No scientist will touch the asteroid story as having any cosmic significance except for its representation of random processes. Stuff happens, and thankfully there must be other pockets of life in the infinite cosmos.

But such an event is surely significant for its formative nature relative to us. No consciousness without it. Which leaves the goddists a loophole big enough to drive a civilization through. But for the scientific community, there's nothing left to chance. To assign meaning of the sort I mean to the random happenings of the cosmos would be to abdicate any responsibility at all.

Fools rush in!

Aside from global warming, our contemporary economy makes it very difficult to credit those chance events which, were we honest, have made each of us who we are. It would be a dronish person indeed whose every personal triumph was planned and prepared for. Who never took an accidental opportunity when it was on offer. But the jobs to be filled call for precisely such drones: people whose enthusiasms have been properly channeled since birth. Without credentials and experience, no-one need apply.

Who did we marry, what happenstance allowed us to take the job or career which has kept us going our whole life long? Even though now I couldn't even dream of applying for jobs I once successfully accomplished, because I never did have the proper resume in the first place. And I'm too old to go back to school for it. Which would be humiliating anyhow since I'd already know most of what my callow classmates were only beginning to understand.

Ah, the indignity of chance's being closed out!!

This is not good. It makes us brittle. And so accidents will or must happen to shuffle us up and redistribute the efforts so that random types can take over responsibilities for which they are manifestly under-qualified. That's how consciousness advances, at least by analogy to evolution. Which is a stretch, but still. I don't think we should all be held in jobs by fear. I don't think we should buy the argument that we're collectively broke, when there's never been so much wealth by any measure.

I don't know how consciousness works, but I'm satisfied that I wouldn't have any if it weren't for the collective sort. I know it makes no sense to say that my consciousness is "in" my brain, and more than it makes sense to say that the meaning of words is in them. These words, these tools, bind me to my fellow man. They crystallize or not according to sense and style and how they guide desires.

I have no trouble allowing that my mind is not so much bounded as centered, and that qua Dennett, the I that is me is a fictional abstraction at the center of my emotive gravity. Were I not cared for, I surely wouldn't exist. And were I not somewhat abused, I'd have no safe compartment into which to pour my standby self, the emergency self-sufficiency generator which runs on rationality. Were I more abused I'd be a drone. I'd be a machine. I'd have no feelings.

Collectively now we render up our rationality, or so we suppose it is, to a collective irrational howl into the blankness of space and it would seem to end there. Nothing propagates in nothingness.

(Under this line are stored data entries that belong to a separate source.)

PR #5667, opened 2024-03-31
SALTO-5618: fix a bug in fetching transition with the same key

shayc331:
_fix a bug in fetching transition with the same key_

---

---
_Release Notes_: 
_None_

---
_User Notifications_: 
_None_


IdoZakk (approved):
💯

PR #5673, opened 2024-03-31
SALTO-5281: [Zendesk] Add CV to prevent race condition in source_locale changes

DanielBarros1:
When trying to delete the source_locale translation of a guide item (category/section/article) in the same time as creating a new one, we hit a race condition that breaks the deployment.
Fixing the race condition requires some pretty elaborate re-jigging of the groups and dependencies between items and translations, which would be drastically easier with the new infra. 
In the meantime, in this PR i'm adding a CV which makes sure users don't attempt to deploy these changes simultaneously.

---

Screenshot 2024-03-31 at 14 23 22
Screenshot 2024-03-31 at 14 23 46

---

_Release Notes_: 
Zendesk: 
Add CV to prevent deployments with race-condition failures in the guide

---
_User Notifications_: 
None


packages/zendesk-adapter/src/change_validators/guide_default_translation_change.ts
```diff
@@ -0,0 +1,157 @@
...
+ * 2. Change a guide item's source locale to the new created translation
+ * 3. Remove the translation that used to be the item's source local
+ * This CV is meant to block these deployments, and explain that they should be split into separate deployments
+ */
+export const guideDefaultTranslationChangeValidator: ChangeValidator = async changes => {
+  const guideItemErrors = changes
+    .filter(isModificationChange)
+    .filter(isInstanceChange)
+    .filter(change => change.data.before.value.source_locale !== change.data.after.value.source_locale)
+    .filter(change => GUIDE_ITEM_TYPE_NAMES.includes(getChangeData(change).elemID.typeName))
```
edenhassid, line 84: this filter needs to be before the source_locale filter

packages/zendesk-adapter/src/change_validators/guide_default_translation_change.ts
```diff
@@ -0,0 +1,157 @@
...
+  isAdditionChange,
+  isInstanceChange,
+  isModificationChange,
+  isReferenceExpression,
+  isRemovalChange,
+} from '@salto-io/adapter-api'
+import { getParent } from '@salto-io/adapter-utils'
+import { GUIDE_ITEM_TYPE_NAMES, TRANSLATION_TYPE_NAMES } from '../constants'
+
+const getLocaleChange = (
```
edenhassid, line 36: why not make this function get all the translation changes and then search on them? instead of filtering again for each modification?

packages/zendesk-adapter/src/change_validators/guide_default_translation_change.ts
```diff
@@ -0,0 +1,157 @@
...
+            instance,
+            getChangeData(addedSourceLocale),
+            getChangeData(removedSourceLocale),
+          ),
+        ]
+      }
+      return []
+    })
+
+  const translationErrors = changes
```
edenhassid, line 111: I don't understand why you do it twice, why not look for the modification changes, find the translation changes from them and then log the error?

edenhassid (commented):
looks good 😄 added some comments

packages/zendesk-adapter/src/change_validators/guide_default_translation_change.ts
DanielBarros1: oh right that would be simpler lol

packages/zendesk-adapter/src/change_validators/guide_default_translation_change.ts
DanielBarros1: Not sure i understand what you mean here

PR #5675, opened 2024-03-31
SALTO-5514: SFDC client retry on 406

yelly:
SFDC client retry on 406.

---

None.

---
_Release Notes_:

_Salesforce_:
- Automatically retrying requests which fail with a 406 status. We are seeing these errors in the wild and they are always resolved by retrying.

---
_User Notifications_: 
None.

### DIFF
--- a/packages/salesforce-adapter/src/client/client.ts
+++ b/packages/salesforce-adapter/src/client/client.ts
@@ -389,8 +389,8 @@ const retryErrorsByCodeWrapper =
       return true
     }
     if (errorCodesToRetry.some((code) => response.statusCode === code)) {
-      log.trace(
-        `Retrying on ${response.statusCode} due to known salesforce issues. Err: ${err}`,
+      log.warn(
+        `Retrying on ${response.statusCode} due to known salesforce issues. Err: ${err}, headers: ${response.headers}, status message: ${response.statusMessage}`,
       )
       return true
     }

But for the repose of random, which is nothing other from the innering of patterns originated elsewhere from my conscious or our collective conscious desires. Random means other-ordering, not meaninglessness. Meaningless is suicide. Meaningless is pushing emotion out of the cosmos by supposing that only human minds can feel it. Other minds, not earthly, can feel it too, and they already know the accidents in our future. That's what intention means.

But this is stuff and nonsense and not worthy to be written down. I'll grant that. It's free.

2 comments:

John said...

Thankfully animals have feelings too.

On the other hand, attendees at the recent South by Southwest conference pledged to not purchase the new iPad and donate the money to tsunami victims instead.

One feels sympathy for both the recipients and the donors, no?

Lex said...

. . . and I feel sympathy for the yacht owners. Sort-of.